WHAT YOU SHOULD DO: Give back only the lines in the records below from the one with "should have done" to the one with "The failing test", both inclusive, word for word.

### GIVEN ENTRIES

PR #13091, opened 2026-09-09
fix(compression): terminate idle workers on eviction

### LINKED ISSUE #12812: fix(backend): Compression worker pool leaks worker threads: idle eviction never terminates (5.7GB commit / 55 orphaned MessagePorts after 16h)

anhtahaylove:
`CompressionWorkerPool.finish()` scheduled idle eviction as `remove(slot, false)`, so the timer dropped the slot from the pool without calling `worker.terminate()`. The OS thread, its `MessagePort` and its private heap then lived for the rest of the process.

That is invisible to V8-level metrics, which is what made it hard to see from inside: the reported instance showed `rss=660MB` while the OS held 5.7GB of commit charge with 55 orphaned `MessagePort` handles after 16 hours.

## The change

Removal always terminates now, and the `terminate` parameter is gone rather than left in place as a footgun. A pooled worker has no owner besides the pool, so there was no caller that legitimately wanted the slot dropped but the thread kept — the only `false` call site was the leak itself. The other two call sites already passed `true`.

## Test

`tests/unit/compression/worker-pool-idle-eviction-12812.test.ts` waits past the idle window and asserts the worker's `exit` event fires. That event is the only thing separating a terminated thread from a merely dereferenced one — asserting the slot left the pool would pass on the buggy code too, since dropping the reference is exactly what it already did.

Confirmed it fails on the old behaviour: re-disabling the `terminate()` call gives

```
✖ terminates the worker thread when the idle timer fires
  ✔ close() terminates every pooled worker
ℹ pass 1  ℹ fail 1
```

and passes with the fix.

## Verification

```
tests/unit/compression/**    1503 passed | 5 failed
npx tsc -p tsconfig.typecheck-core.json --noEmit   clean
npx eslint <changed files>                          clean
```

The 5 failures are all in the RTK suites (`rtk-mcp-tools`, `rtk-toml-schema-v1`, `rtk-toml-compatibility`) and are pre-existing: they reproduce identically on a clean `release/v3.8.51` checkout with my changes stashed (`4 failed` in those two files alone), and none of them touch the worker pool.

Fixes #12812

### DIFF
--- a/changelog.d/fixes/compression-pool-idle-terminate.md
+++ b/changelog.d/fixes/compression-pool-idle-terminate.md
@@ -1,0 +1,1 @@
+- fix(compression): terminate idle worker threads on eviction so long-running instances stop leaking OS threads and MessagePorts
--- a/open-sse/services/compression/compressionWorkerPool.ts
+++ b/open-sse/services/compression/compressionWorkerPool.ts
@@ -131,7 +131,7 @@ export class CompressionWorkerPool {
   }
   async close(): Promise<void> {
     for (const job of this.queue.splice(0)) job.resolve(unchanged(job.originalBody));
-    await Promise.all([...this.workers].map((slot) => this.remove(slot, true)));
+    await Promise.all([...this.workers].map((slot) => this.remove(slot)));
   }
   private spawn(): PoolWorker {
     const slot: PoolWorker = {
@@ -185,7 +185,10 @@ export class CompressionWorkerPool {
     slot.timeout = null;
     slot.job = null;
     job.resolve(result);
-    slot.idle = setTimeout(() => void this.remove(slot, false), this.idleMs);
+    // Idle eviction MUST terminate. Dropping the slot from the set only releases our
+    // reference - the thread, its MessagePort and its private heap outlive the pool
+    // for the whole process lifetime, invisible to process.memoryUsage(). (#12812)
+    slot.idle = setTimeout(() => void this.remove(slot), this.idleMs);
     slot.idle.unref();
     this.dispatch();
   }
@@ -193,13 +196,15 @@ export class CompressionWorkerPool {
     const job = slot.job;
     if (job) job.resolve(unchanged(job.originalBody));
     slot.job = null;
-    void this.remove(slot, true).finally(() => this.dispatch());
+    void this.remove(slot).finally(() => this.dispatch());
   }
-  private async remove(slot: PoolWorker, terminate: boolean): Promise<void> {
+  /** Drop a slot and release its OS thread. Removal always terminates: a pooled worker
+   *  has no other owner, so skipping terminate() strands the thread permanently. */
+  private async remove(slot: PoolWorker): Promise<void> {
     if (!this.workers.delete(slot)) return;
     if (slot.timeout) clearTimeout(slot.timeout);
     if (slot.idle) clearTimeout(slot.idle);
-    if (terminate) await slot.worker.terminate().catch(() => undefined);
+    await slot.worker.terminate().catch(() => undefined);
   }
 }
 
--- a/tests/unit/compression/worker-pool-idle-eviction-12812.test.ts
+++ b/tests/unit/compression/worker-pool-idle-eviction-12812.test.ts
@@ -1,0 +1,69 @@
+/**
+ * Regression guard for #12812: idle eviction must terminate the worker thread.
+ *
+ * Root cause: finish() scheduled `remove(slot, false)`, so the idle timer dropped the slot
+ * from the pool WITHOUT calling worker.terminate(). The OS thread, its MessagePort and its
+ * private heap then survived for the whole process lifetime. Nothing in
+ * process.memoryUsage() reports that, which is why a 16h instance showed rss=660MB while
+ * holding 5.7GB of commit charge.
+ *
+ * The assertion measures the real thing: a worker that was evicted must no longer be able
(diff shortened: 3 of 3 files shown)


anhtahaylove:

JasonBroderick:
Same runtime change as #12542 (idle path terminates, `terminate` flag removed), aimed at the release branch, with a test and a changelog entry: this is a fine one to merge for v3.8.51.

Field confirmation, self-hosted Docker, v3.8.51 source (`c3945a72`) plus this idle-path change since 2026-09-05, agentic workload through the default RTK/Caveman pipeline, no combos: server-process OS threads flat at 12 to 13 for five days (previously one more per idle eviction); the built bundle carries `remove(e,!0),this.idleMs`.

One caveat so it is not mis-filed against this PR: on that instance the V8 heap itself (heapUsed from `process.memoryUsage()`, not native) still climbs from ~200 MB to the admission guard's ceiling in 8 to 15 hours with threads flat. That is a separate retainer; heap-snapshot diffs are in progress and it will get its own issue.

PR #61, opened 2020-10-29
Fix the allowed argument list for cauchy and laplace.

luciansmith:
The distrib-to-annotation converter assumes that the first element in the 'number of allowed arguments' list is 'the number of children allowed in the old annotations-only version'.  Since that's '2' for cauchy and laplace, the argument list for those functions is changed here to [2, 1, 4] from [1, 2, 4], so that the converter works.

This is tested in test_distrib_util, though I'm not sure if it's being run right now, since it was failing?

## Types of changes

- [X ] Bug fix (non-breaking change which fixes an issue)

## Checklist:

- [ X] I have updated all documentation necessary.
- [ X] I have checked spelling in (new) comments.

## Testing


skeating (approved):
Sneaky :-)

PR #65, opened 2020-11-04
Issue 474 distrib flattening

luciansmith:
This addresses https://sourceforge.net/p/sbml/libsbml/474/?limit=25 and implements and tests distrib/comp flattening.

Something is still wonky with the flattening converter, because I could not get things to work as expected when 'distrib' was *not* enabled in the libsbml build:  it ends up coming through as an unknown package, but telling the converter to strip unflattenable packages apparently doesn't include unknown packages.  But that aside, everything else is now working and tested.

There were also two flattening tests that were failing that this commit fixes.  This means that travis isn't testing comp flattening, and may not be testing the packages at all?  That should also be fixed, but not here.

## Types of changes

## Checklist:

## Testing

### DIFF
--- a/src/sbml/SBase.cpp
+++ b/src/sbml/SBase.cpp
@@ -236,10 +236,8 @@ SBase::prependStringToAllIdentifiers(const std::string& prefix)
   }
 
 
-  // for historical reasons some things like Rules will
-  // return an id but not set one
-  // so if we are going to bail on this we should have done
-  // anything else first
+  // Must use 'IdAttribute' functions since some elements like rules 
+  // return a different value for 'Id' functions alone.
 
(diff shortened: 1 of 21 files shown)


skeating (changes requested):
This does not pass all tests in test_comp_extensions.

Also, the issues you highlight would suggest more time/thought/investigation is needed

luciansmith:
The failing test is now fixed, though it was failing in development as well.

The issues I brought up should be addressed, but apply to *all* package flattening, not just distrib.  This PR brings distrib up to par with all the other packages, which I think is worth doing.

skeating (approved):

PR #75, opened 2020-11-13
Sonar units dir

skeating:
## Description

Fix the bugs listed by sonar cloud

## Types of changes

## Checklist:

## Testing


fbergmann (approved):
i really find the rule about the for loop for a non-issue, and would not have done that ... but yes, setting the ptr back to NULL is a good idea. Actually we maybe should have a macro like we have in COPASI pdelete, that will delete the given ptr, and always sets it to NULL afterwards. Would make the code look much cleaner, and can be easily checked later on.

######

RESPONSE AREA:
-  // so if we are going to bail on this we should have done
-  // anything else first
+  // Must use 'IdAttribute' functions since some elements like rules 
+  // return a different value for 'Id' functions alone.
 
(diff shortened: 1 of 21 files shown)


skeating (changes requested):
This does not pass all tests in test_comp_extensions.

Also, the issues you highlight would suggest more time/thought/investigation is needed

luciansmith:
The failing test is now fixed, though it was failing in development as well.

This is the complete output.